Потерять такого человека... ну, прошло тринадцать месяцев, а я все еще ощущала эхо его утраты в моей пустой груди и в некогда любимых пустых комнатах моего таунхауса.

Я почувствовала, как меня пронзила вибрация одиночества, когда открыла элегантную черную дверь своего дома и вошла в прохладный интерьер нейтральных тонов. Ключи легли в фарфоровую складную защелку на столике из слоновой кости, мои тщательно ухоженные туфли-лодочки Лабутен в шкафу рядом с ними, а над ними висело мое кашемировое пальто.
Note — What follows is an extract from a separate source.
PR #1313, opened 2022-11-10
kpatch:use vmlinux from first build

robinYin996:
We can use the first compiled vmlinux file from origin source code, and  get the gcc version from the config file ，so we don't have to download kernel debuginfo(it's too big),and use kpatch-build command without '-v'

Вокруг меня царила тишина, когда ноги в чулках ступали по темному деревянному полу в гостиную.

Я долго думала о том, чтобы завести кошку, чтобы живое существо тосковало по моей компании, но также быстро я отбросила эту идею. Я работала с семи утра до восьми или девяти вечера. В конце концов, кошка обиделась бы на меня, как и большинство людей, и я не думала, что выдержу еще один отказ.

В тот день тишина давила на меня тяжелее, чем обычно, поэтому я сделала то, что делала всегда, чтобы разрушить тишину и напомнить себе, что я жива, даже если некому было это видеть.
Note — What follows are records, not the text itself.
PR #1314, opened 2022-11-22
create-diff-object: fix __UNIQUE_ID() variable correlation

jpoimboe:
kpatch_mangled_strcmp() only ignores the digits after the period, but in the case of __UNIQUE_ID(), the symbol names have random digits before the period due to the use of `__COUNTER__`.  Make sure such symbols are properly correlated.

### DIFF
--- a/kpatch-build/create-diff-object.c
+++ b/kpatch-build/create-diff-object.c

Я пересекла комнату по диагонали и направилась к роялю в дальнем углу, поверхность которого блестело, как масляное пятно. Мое сердце застучало в ушах, когда я вытащила табурет и уселась на мягкий край. Металлический привкус адреналина ударил по языку, а длинные пальцы задрожали, когда я сняла клап (прим. Клап — откидная крышка, закрывающая клавиатуру) и отодвинула его назад.

Мое тело жаждало этого, как наркоманы жаждут следующей дозы.

Возможно, мазохистски, я не часто поддавалась принуждению играть.

Мои братья и сестры добились творческих карьер, возможно, вопреки всему, но я была прагматична, чтобы предаваться праздным мечтам, когда мы были бедны и окружены падальщиками-капо с момента нашего рождения. Я направила мысли на лучшее применение, но моя душа — жалкая, мечтательная штука — не позволяла мне надолго оставаться в стороне от музыки.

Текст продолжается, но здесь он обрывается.